Only simple returns are implemented; no log-return option. factrix
takes forward_return as input rather than computing it inside
evaluate() — attach it with
compute_forward_return before dispatch so
the horizon N is explicit and aligned with
AnalysisConfig.forward_periods.
Distinct from "spot return" (contemporaneous one-period return) and "realised return" (ex-post return for risk attribution).
signal_horizon (datasets only)¶
A property of the synthetic signal embedded in make_cs_panel /
make_event_panel — the horizon at which the generator's nominal IC
is realised. Aligning AnalysisConfig.forward_periods with
signal_horizon is the regime where the synthetic IC / drift is
calibrated; mismatched horizons induce IC decay (synthetic) and bias
(in TIMESERIES mode — see
Timeseries-mode conventions § Non-overlap).
non-overlapping returns¶
Sampling every h-th date so consecutive observations are
independent under the h-period forecasting null. factrix's
Individual × Continuous cell defaults to this for ic and caar;
Newey-West (NW) heteroskedasticity-and-autocorrelation-consistent (HAC) is the alternative on the full overlapping series. See
Statistical methods § HAC SE.
estimation_window¶
Per-asset pre-event sample used to fit the abnormal-return baseline
for bmp_test and corrado_rank_test. See
Metric applicability § estimation_window.
Multiple testing¶
FDR — False Discovery Rate¶
The expected proportion of false positives among rejected nulls, in
contrast to FWER (Family-Wise Error Rate, the probability of any
false positive).
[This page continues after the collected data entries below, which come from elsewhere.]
PR #282, opened 2022-09-23
add support for illumos

hadfl:
With this change in place I was able to build the `rav1e` C-API on [OmniOS](https://omnios.org/) (an illumos based OS).


lu-zero:
Thank you!

PR #289, opened 2022-11-10
ci(deploy): Use musl abi for aarch64 linux binary, add i686 linux

fdintino:
I'm using cross to build a binary for the aarch64-unknown-linux-musl target, which avoids glibc ABI compatibility issues with the gcc from crossbuild-essential-arm64 and so can run on more platforms. I've also added i686 linux musl binaries to the deploy workflow. The binary created by aarch64-unknown-linux-gnu only runs on the most recent distributions because of the version of glibc it is linked against. Executing the binaries from the v0.9.14-deploy release on debian buster (and el7) fails with the error:

```
cargo-cinstall: /lib/aarch64-linux-gnu/libm.so.6: version `GLIBC_2.29' not found (required by cargo-cinstall)
cargo-cinstall: /lib/aarch64-linux-gnu/libc.so.6: version `GLIBC_2.29' not found (required by cargo-cinstall)
```

I've created a test release on my fork [here](https://github.com/fdintino/cargo-c/releases/tag/v0.9.14-musl-aarch64-i686). I've also written a workflow job to test that the binaries can run against debian buster, but omitted it from this PR because I wasn't sure it was worth the added complexity. Still, you can see it in [this commit](https://github.com/fdintino/cargo-c/commit/97c15b167658cf8ab657e9dffacea2e4a6251979), and its run against the binaries built from this PR [here](https://github.com/fdintino/cargo-c/actions/runs/3436562324).

### DIFF
--- a/.github/workflows/deploy.yml
+++ b/.github/workflows/deploy.yml
@@ -32,19 +32,11 @@ jobs:
 
     - name: Build cargo-c
       run: |
-        cargo build --release
-
-    - name: Strip gnu binaries
-      if: matrix.conf == 'gnu'
-      run: |
-        strip "target\release\cargo-capi.exe" `
-              "target\release\cargo-cbuild.exe" `
-              "target\release\cargo-cinstall.exe"
-
+        cargo build --profile release-strip
 
     - name: Create zip
       run: |
-        cd target/release
+        cd target/release-strip
         7z a ../../cargo-c-windows-${{ matrix.conf }}.zip `
              "cargo-capi.exe" `
              "cargo-cbuild.exe" `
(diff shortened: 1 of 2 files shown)


.github/workflows/deploy.yml
```diff
@@ -58,43 +58,31 @@ jobs:
 
   linux-binaries:
     strategy:
+      fail-fast: false
       matrix:
         target:
+         - i686-unknown-linux-musl
```
lu-zero, line 64: this is maybe spurious, I guess? I guess also ppc could target musl for uniformity

lu-zero:
Thank you for the submission :) I left two comments, but the whole idea of using cross is great.

.github/workflows/deploy.yml
fdintino: I'm not sure I understand your meaning. This is the build for i686 architectures; it's still commonplace to release 32-bit python wheels, which is my specific use case as the maintainer of [pillow-avif-plugin](https://github.com/fdintino/pillow-avif-plugin).

I had tried to target powerpc64le-unknown-linux-musl, but it's not trivial because that target is a [tier 3 platform](https://doc.rust-lang.org/rustc/platform-support.html#tier-3), which means that there aren't any official builds for the toolchains. So we would have to do that as part of this workflow.

fdintino: It is possible to build ppc musl if it is run in a rust-musl-cross container. See https://github.com/fdintino/cargo-c/commit/b50119686e058eea775c9f8f0656a6b892ecbfed

lu-zero: Too much complexity for little gain, but thank you a lot for figuring out how to do it. :)

Issue #295, opened 2022-12-07
C appli fails to link with a RS lib built with versioning = false


stephan57160:
Created a small C testing tool using a small RUST lib, built with cargo-c
`cargo-c` is the last official crate version.

I configure Cargo.toml with `versioning = true`:
* both build fine
* the C testing tool is able to link with the RS lib.

But when `versioning = false`, the C testing tool link fails with:
```
xxx: error while loading shared libraries: libxxxx.so.0: cannot open shared object file: No such file or directory
make[1]: *** [Makefile:43 : all] Erreur 127
```

As there is no `libxxxx.so.0` at all, I ran `readelf`:
```
stephan@PC2-Stephan:~/git/libreceipt-rs$ readelf -d production/linux/lib/libreceiptrs.so 

Dynamic section at offset 0x47808 contains 29 entries:
  Tag        Type                         Name/Value
 0x0000000000000001 (NEEDED)             Shared library: [libgcc_s.so.1]
 0x0000000000000001 (NEEDED)             Shared library: [libc.so.6]
 0x0000000000000001 (NEEDED)             Shared library: [ld-linux-x86-64.so.2]
 0x000000000000000e (SONAME)             Library soname: [libxxxx.so.0]           # <-- has a SO version !!
 0x000000000000000c (INIT)               0x5000
 ```

With `pathelf`, if I replace the SONAME with `libxxxx.so`, the link succeeds.

lu-zero:
I guess we should document better the expectation, making so if versioning is false the link line uses the plain libname.so is easy but if you used it to install the library in the system you are in for lots of fun surprises =/

stephan57160:
> if you used it to install the library in the system you are in for lots of fun surprises =/
Not soon, but one day ... maybe.

No doubt that, "fun surprises" will bring you fun as well :-)

lu-zero:
Not really, `versioning = false` expects you to not install the library as a system one, trying to do that is unsupported and would subtly break anything using such library.

Probably we could rename it to `plugin` or such so the intention is clear.

stephan57160:
I can try that tomorrow ... at least, just to have some fun :-)

lu-zero:
You stated how the breakage happens, I'd rather not enable people to do something wrong if I can.

sdroege:
See https://github.com/lu-zero/cargo-c/pull/296

stephan57160:
Thx

eli-schwartz:
[...]

PR #296, opened 2022-12-11
Don't include version in soname ELF header if versioning is disabled

sdroege:
And the equivalent change for macOS/iOS.

Fixes https://github.com/lu-zero/cargo-c/issues/295

### DIFF
--- a/src/target.rs
+++ b/src/target.rs
@@ -78,15 +78,27 @@ impl Target {
             || os == "haiku"
             || os == "illumos"
         {
-            lines.push(format!("-Wl,-soname,lib{}.so.{}", lib_name, major));
-        } else if os == "macos" || os == "ios" {
-            let install_ver = if major == 0 {
-                format!("{}.{}", major, minor)
+            if capi_config.library.versioning {
+                lines.push(format!("-Wl,-soname,lib{}.so.{}", lib_name, major));
             } else {
-                format!("{}", major)
+                lines.push(format!("-Wl,-soname,lib{}.so", lib_name));
+            }
+        } else if os == "macos" || os == "ios" {
+            let line = if capi_config.library.versioning {
+                let install_ver = if major == 0 {
+                    format!("{}.{}", major, minor)
+                } else {
+                    format!("{}", major)
+                };
+                format!("-Wl,-install_name,{1}/lib{0}.{5}.dylib,-current_version,{2}.{3}.{4},-compatibility_version,{5}",
+                        lib_name, libdir.display(), major, minor, patch, install_ver)
+            } else {
+                format!(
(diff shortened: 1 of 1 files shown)


src/target.rs
```diff
@@ -78,15 +78,27 @@ impl Target {
             || os == "haiku"
```
sdroege, line 78: Some lines above, why do we never set a version in the soname for Android @lu-zero ?

src/target.rs
```diff
@@ -78,15 +78,27 @@ impl Target {
...
+                    format!("{}.{}", major, minor)
+                } else {
+                    format!("{}", major)
+                };
+                format!("-Wl,-install_name,{1}/lib{0}.{5}.dylib,-current_version,{2}.{3}.{4},-compatibility_version,{5}",
+                        lib_name, libdir.display(), major, minor, patch, install_ver)
             } else {
-                format!("{}", major)
+                format!(
+                    "-Wl,-install_name,{1}/lib{0}.dylib",
```
sdroege, line 97: @nirbheek Does this match what meson is doing on macOS?

src/target.rs
lu-zero: because android does not have the version it its libraries.

sdroege: First time I hear that :) Do you have some more details about that?

lu-zero: It is a well known annoyance, you may look at stackoverflow or the hopefully now closed bugs at common software such openssl ^^; I cannot find a document that explicitly mentions it but that's how it is, assuming nothing changed in the past year.

stephan57160:
Thx all.

Any idea when this will come "official" ?

src/target.rs
sdroege: How strange :) Thanks, I learned something new.

stephan57160: @lu-zero: This is still true with the last NDKs. 
does not have and does not want !

src/target.rs
nirbheek: Yes, it's close enough to that.

On macOS, Meson allows you to set `current_version` and `compatibility_version` specifically with the [`darwin_versions:` kwarg](https://mesonbuild.com/Reference-manual_functions.html#shared_library). If those are not specified, the default is to use the soname version for both (`soversion:` kwarg). If the `soversion:` kwarg is not specified, the first component of the project version is picked (and this trickles down to everything derived from `soversion`).

`-install_name` is always `libfoo.${soversion}.dylib`, same things as above apply.

sdroege:
@lu-zero I guess let's get this in then and a new release with these changes would be useful to :)

sdroege:
Let's get this in then? :)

For a screening rule that rejects R of m
hypotheses and produces V false positives, FDR ≡ E[V / max(R, 1)].
factrix's primary screening primitive is BHY (Benjamini-Hochberg-Yekutieli),
which controls FDR at a user-chosen q under arbitrary dependence.
See Statistical methods and
bhy.
BHY — Benjamini-Hochberg-Yekutieli¶
Step-up FDR-controlling procedure that allows arbitrary dependence
between p-values — including violations of the positive regression
dependence on a subset (PRDS) condition required by Benjamini-Hochberg
1995, at the cost of a log(m) factor. Mathematically implements
Benjamini & Yekutieli (2001). factrix's
default multiplicity-correction method because financial p-values are
typically not independent. For the BH / BY / BHY naming convention, see
Statistical methods § Multiple-testing under dependence.
family¶
The set of hypotheses jointly entered into a single FDR / FWER
controlling procedure. Once a hypothesis joins a family, the
procedure's FDR claim only holds within that family. Family choice
is a contract decision: re-running BHY on a filtered subset of
survivors does not preserve FDR ≤ q. See
Cross-function reference § expand_over
for the sample-restriction vs hypothesis-dimension split.
Survivors¶
Result type from the screening functions (bhy, partial_conjunction,
bhy_hierarchical). Carries the post-correction adjusted q-value
(adj_q) per identity plus a boolean survivor[i] ↔ adj_q[i] ≤ q
duality so downstream functions (compare(survivors)) can render
leaderboards without re-applying the threshold.